[Smt-talk] Nature and Labeling of the Cadential Six-Four

Ninov, Dimitar N dn16 at txstate.edu
Sun Feb 12 16:36:49 PST 2012


Dear Ciro,

Thank you for your message. In the case that we discuss the suspension sounds foreign to the entire vertical sonority (not just to a single element in it) because the cadential six-four has the same structure as the tonic. I think that you are trying to turn things around  in 180 degrees. As I wrote to Nicholas, you cannot embellish V with its own tones (as you imply in your last sentence), but you can certainly embellish the cadential six-four with a dominant tone. At that very moment we perceive this dominant tone as a foreign tone to the entire structure of the cadential six-four, and the cadential six-four reveals its latent tonic potential.

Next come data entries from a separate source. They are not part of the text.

PR #1182, opened 2019-02-26
Enable delayed stack trace loading

### LINKED ISSUE #1146: Add support for Delayed Stack Trace Loading
Enable `supportsDelayedStackTraceLoading` and ensure we support `startFrame` and `levels` arguments of the `StackTraceRequest`.

karthiknadig:
Fixes #1146

### DIFF
--- a/src/ptvsd/wrapper.py
+++ b/src/ptvsd/wrapper.py
@@ -958,6 +958,7 @@ INITIALIZE_RESPONSE = dict(
     supportsConditionalBreakpoints=True,
     supportsConfigurationDoneRequest=True,
     supportsDebuggerProperties=True,
+    supportsDelayedStackTraceLoading=True,
     supportsEvaluateForHovers=True,
     supportsExceptionInfoRequest=True,
     supportsExceptionOptions=True,
@@ -1562,7 +1563,6 @@ class VSCodeMessageProcessor(VSCLifecycleMsgProcessor):
 
     @async_handler
     def on_stackTrace(self, request, args):
-        # TODO: docstring
         vsc_tid = int(args['threadId'])
 
         try:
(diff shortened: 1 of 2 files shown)


src/ptvsd/wrapper.py
```diff
@@ -1582,7 +1582,16 @@ def on_stackTrace(self, request, args):
...
+        levels = int(args.get('levels', 0))
+        if levels == 0:
+            stackFrames = resp_args['body']['stackFrames']
+        else:
+            try:
+                start = int(args.get('startFrame', 0))
+                end = start + levels
+                stackFrames = resp_args['body']['stackFrames'][start:end]
+            except:
+                stackFrames = []
```
int19h: The DAP spec says that levels is the "maximum number of frames to return", so it's an upper bound, not a request for a specific number - but this will return an empty list if `end` is out of bounds. OTOH it will return an empty list instead of reporting an error on invalid `start`, because of the catch-all except.

 I think this needs to be more permissive on `end`, and just allow exception to propagate on invalid `start`; something like:
```py
        stackFrames = resp_args['body']['stackFrames']
        if levels > 0:
                start = int(args.get('startFrame', 0))
                end = min(start + levels, len(stackFrames))
                stackFrames = stackFrames[start:end]
```

tests/func/test_breakpoints.py
```diff
@@ -480,3 +480,54 @@ def code_to_debug():
...
+                'threadId': hit.thread_id,
+                'startFrame': start,
+                'levels': 25
+            }).wait_for_response()
+            assert resp_stacktrace.body['totalFrames'] > 0
+            frames += resp_stacktrace.body['stackFrames']
+            start = len(frames)
+
+        assert len(full_frames) == len(frames)
+        assert full_frames == frames
```
int19h: The second assert implies the first.

karthiknadig: I had that on for debugging purposes. Will remove.

PR #1206, opened 2019-03-06
Fix another logging issue.

int19h:


src/ptvsd/log.py
```diff
@@ -118,8 +118,7 @@ def g(*args, **kwargs):
 def to_file():
     global file
 
-    if ptvsd.options.log_dir:
-        assert not file
+    if ptvsd.options.log_dir and not file:
```
int19h: This function can get invoked twice on some code paths, by design, so the assert should rather be a simple check.

Issue #1202, opened 2019-03-06
Error seen on disconnect from remote machine


karthiknadig:
## Environment data

- PTVSD version: master
- OS and version: Windows local, Linux remote
- Python version (& distribution if applicable, e.g. Anaconda): Conda
- Using VS Code or Visual Studio: VSC

## Actual behavior

```
Traceback (most recent call last):
              File "/azureml-envs/azureml_/lib/python3.6/site-packages/ptvsd/ipcjson.py", line 279, in process_one_message
                msg = self.__message.pop(0)
            IndexError: pop from empty list
            
            During handling of the above exception, another exception occurred:
            
            Traceback (most recent call last):
              File "/azureml-envs/azureml_/lib/python3.6/site-packages/ptvsd/ipcjson.py", line 284, in process_one_message
                msg = self.__message.pop(0)
            IndexError: pop from empty list
            
            During handling of the above exception, another exception occurred:
            
            Traceback (most recent call last):
              File "/azureml-envs/azureml_/lib/python3.6/site-packages/ptvsd/ipcjson.py", line 268, in process_messages
                self.process_one_message()
              File "/azureml-envs/azureml_/lib/python3.6/site-packages/ptvsd/ipcjson.py", line 290, in process_one_message
                raise EOFError('no more messages')
            EOFError: no more messages
```

int19h:
Should be fixed by 4d4a572ca291aa9ae6f4e3c85440b8700ab52199

PR #1210, opened 2019-03-07
Assorted test fixes

int19h:


src/ptvsd/ipcjson.py
```diff
@@ -266,7 +266,7 @@ def process_messages(self):
         while not self.__exit:
             try:
                 self.process_one_message()
-            except AssertionError:
+            except (AssertionError, EOFError):
```
int19h: I think this will also fix https://github.com/Microsoft/ptvsd/issues/1202 - basically the exception was expected, the problem is that it was incorrectly also logged as error below.

tests/conftest.py
```diff
@@ -111,10 +111,12 @@ def factory(source):
...
 
         # Now we need to adjust indentation. Compute how much the first line of
-        # the body is indented by, then dedent all lines by that amount.
+        # the body is indented by, then dedent all lines by that amount. Blank
+        # lines don't matter indentation-wise, and might not be indented to begin
+        # with, so just replace them with a simple newline.
         line = source[0]
         indent = len(line) - len(line.lstrip())
-        source = [line[indent:] for line in source]
+        source = [line[indent:] if line.strip() else '\n' for line in source]
```
int19h: Without this change, we were basically stripping out blank lines from `@pyfile` code, which made line numbers hard to predict. It doesn't matter as much when using `#@` markers, but it can still be confusing in the logs.

Issue #1715, opened 2019-08-22
Update debugProtocol.json


karthiknadig:
In the latest version the ID types have been changed from `number`  to `integer` and restricted to (2^31 - 1). Along with some new features.

PR #1762, opened 2019-09-11
Support for terminate and terminateDebuggee. Fixes #1755

### LINKED ISSUE #1755: pydevd does not support "terminate" nor "terminateDebuggee"
Curiously, the "initialize" response claims that it does, although that particular item in it is also misspelled:
```py
            'supportTerminateDebuggee': True,
```
Either way, in practice it doesn't do anything. Thus, there's currently no way to terminate the process when the launcher is not in the picture - e.g. for all attach scenarios.

This is going to be less important once we do #1712, since then the adapter can kill the process by PID in all "attach" scenarios. However, that has a potential race condition, in that the debuggee may exit, and a new process with the same PID can be spawned, by the time the adapter tries to kill it. It would be better if pydevd could self-terminate when asked, and the adapter would then only try kill-by-PID as a fallback if it notices that debuggee is still running after "terminate".

fabioz:


src/ptvsd/_vendored/pydevd/_pydevd_bundle/pydevd_api.py
```diff
@@ -803,3 +805,128 @@ def set_source_mapping(self, py_db, source_filename, mapping):
...
+        Terminates the current process (and child processes if the option to also terminate
+        child processes is enabled).
+        '''
+        if not py_db.terminate_child_processes:
+            os._exit(1)
+
+        if IS_WINDOWS:
+            self._terminate_process_and_children_windows()
+        else:
+            self._terminate_process_and_children_linux_and_mac()
```
int19h: My suggestion would be to make these handle the children only (conditional on the flag), and then wrap the call in a `try..finally` that does `os._exit` at the end. This way, if anything goes wrong while processing the subprocess tree, at least the process itself definitely exits. 

The main reason is that the code that deals with children itself spawns another process and then communicates with it, and that can fail in so many ways - e.g. the helper process can spawn successfully but then crash.

karthiknadig:
This fixes #1715 as well.

PR #1774, opened 2019-09-16
Provide a way to peek at DAP messages received by the debug server. Fixes #1765

### LINKED ISSUE #1765: Need a way to peek at DAP messages received by the debug server.
See comment here for one case where we need it:
https://github.com/microsoft/ptvsd/issues/1712#issuecomment-530983842

fabioz:


src/ptvsd/_vendored/pydevd/pydevd.py
```diff
@@ -2070,6 +2070,33 @@ def wait_for_commands(self, globals):
             time.sleep(0.01)
 
 
+class INetCommandsListener(object):
+
+    def before_send(self, net_command):
+        '''
+        Called just before a net command is sent to the IDE.
+
+        :type net_command: _pydevd_bundle.pydevd_net_command._BaseNetCommand
```
int19h: This creates a dependency on `NetCommand`, and any changes to that would break the code.

At least for JSON messages, it feels like it would be better to pass `as_dict` directly instead. It has everything already, including message metadata, and it's just a regular `dict` instance, so the only thing one needs to interpret it is the DAP spec.

int19h:
Wouldn't this only expose messages that are *sent* by the server to the client, rather than received by it?

fabioz:
Hummm... it seems I got confused on who's the debug server from the description, sorry. I'll fix that and change to receive only the dict.

fabioz:
I made it possible to listen to messages sent and received now.

PR #1775, opened 2019-09-16
Fix #1769: Logpoint messages aren't printed for "launch"

### LINKED ISSUE #1769: Logpoint messages aren't printed for "launch"
For breakpoints with "logMessage", when they're hit, pydevd sends an "output" event with `"category": "stdout"`, but doesn't actually print that message to stdout. Since we're now capturing the output directly from the process for launch scenarios, this means that the event from the server is ignored by the adapter on the assumption that launcher will supply more accurate output. In this case, the assumption doesn't hold, but the IDE ends up never receiving that message.

I can see three options to handle this.

1. Send output with `"category": "console"` instead. This shouldn't make any practical difference in the UI - it will show up in the Debug Console, but not in the terminal, same as it is today - but such events will always be propagated by the adapter, since it only relies on the launcher for stdout/stderr.

2. Add a custom property to "output" events that pydevd can use to mark synthetic ones that do not correspond to any actual output. The adapter would then check that property, and always propagate such events, even if the launcher is capturing actual stdout/err.

3. Don't synthesize the events, but rather just print the message directly to stdout. This will make it show in the terminal. 

It seems that the second option isn't really adding anything useful, and the choice between 1 and 3 depends on whether we want logpoint messages to show up in the terminal, or only in Debug Console.

The DAP spec doesn't say anything about this, but so far we've been doing the equivalent of 1. This feels more reasonable, since it doesn't affect the observable behavior of the app; e.g. imagine if it is debugged with its stdout redirected to be parsed by some other app - logpoints being actually printed would mess that up.

int19h:
When using launcher to redirect output, tell pydevd to not perform redirection.

Always propagate "output" events from the server to the IDE.

Fix test_log_point to not assume that logpoint output is strictly ordered wrt regular output.

### DIFF
--- a/src/ptvsd/adapter/ide.py
+++ b/src/ptvsd/adapter/ide.py
@@ -223,6 +223,10 @@ class IDE(components.Component):
 
         self.session.spawn_debuggee(request, sudo, args, console, console_title)
 
+        if "RedirectOutput" in self.session.debug_options:
+            # The launcher is doing output redirection, so we don't need the server.
+            request.arguments["debugOptions"].remove("RedirectOutput")
+
     @_start_message_handler
     def attach_request(self, request):
         if self.session.no_debug:
--- a/src/ptvsd/adapter/server.py
+++ b/src/ptvsd/adapter/server.py
@@ -129,13 +129,6 @@ class Server(components.Component):
             self.ide.propagate_after_start(event)
 
     @message_handler
-    def output_event(self, event):
-        category = event("category", "console")
-        # If there is a launcher, it's handling stdout and stderr.
-        if not self.launcher or category not in ("stdout", "stderr"):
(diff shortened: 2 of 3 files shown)


src/ptvsd/adapter/ide.py
```diff
@@ -223,6 +223,10 @@ def launch_request(self, request):
 
         self.session.spawn_debuggee(request, sudo, args, console, console_title)
 
+        if "RedirectOutput" in self.session.debug_options:
```
karthiknadig: This should also check the plain request for `"redirectOutput": true,`, in the launch/attach json.

int19h: We don't actually support "redirectOutput" as an option anywhere else right now (launcher, pydevd) - it's strictly a debug property.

In other words, we may claim that, at one level, all the harmonies which occur over a pedal point represent an embellishment of that pedal, but at another level (it may be deeper) we hear harmonic functions over the bass, which may be embellished by non-chord tones. If we did not, we would not be able to analyze what happens over the pedal. Sometimes, entire periods occur over a tonic pedal point, for instance. In such cases the pedal is the surface, and what happens over it is deeper. The pedal does not prevent us from hearing the implied harmonies on top and even the implied cadences. Example? Robert Schumann, Op. 68, No. 18 "Schnitterliedchen". A parallel period over a double tonic organ point.

Best wishes,

Dimitar

Hi Dimitar,

Well, actually my point was that I wouldn't simply label the chord at the moment of occurrence with V6-4 alone. I would label it V6-5/4-3. Implied in your comment is the notion that you would label it V6-4 because we are just listening to the isolated perceptual slice that occurs on the strong beat. I could be wrong, but that is how I read your comment. However, at least for me, perceptions that result in functional labels are not isolated from prior events and the events expected to follow. For example, a stepwise bass leading up to the dominant note creates the expectation that the V chord will occur on the dominant note, which will in turn enhance my perception of the V6-5/4-3 function. Lewin wrote about this type of functional perception in his Phenomenology article in Music Perception. In this context, I would not have a problem with nested embellishments. Suspensions can be embellished with neighbor notes or even other suspensions, such as 7-6-5 over dominant bass in the present case, which would not sound like a suspension into a tonic chord, but a further embellishment of the V or V7 chord, especially if a root position tonic followed the V.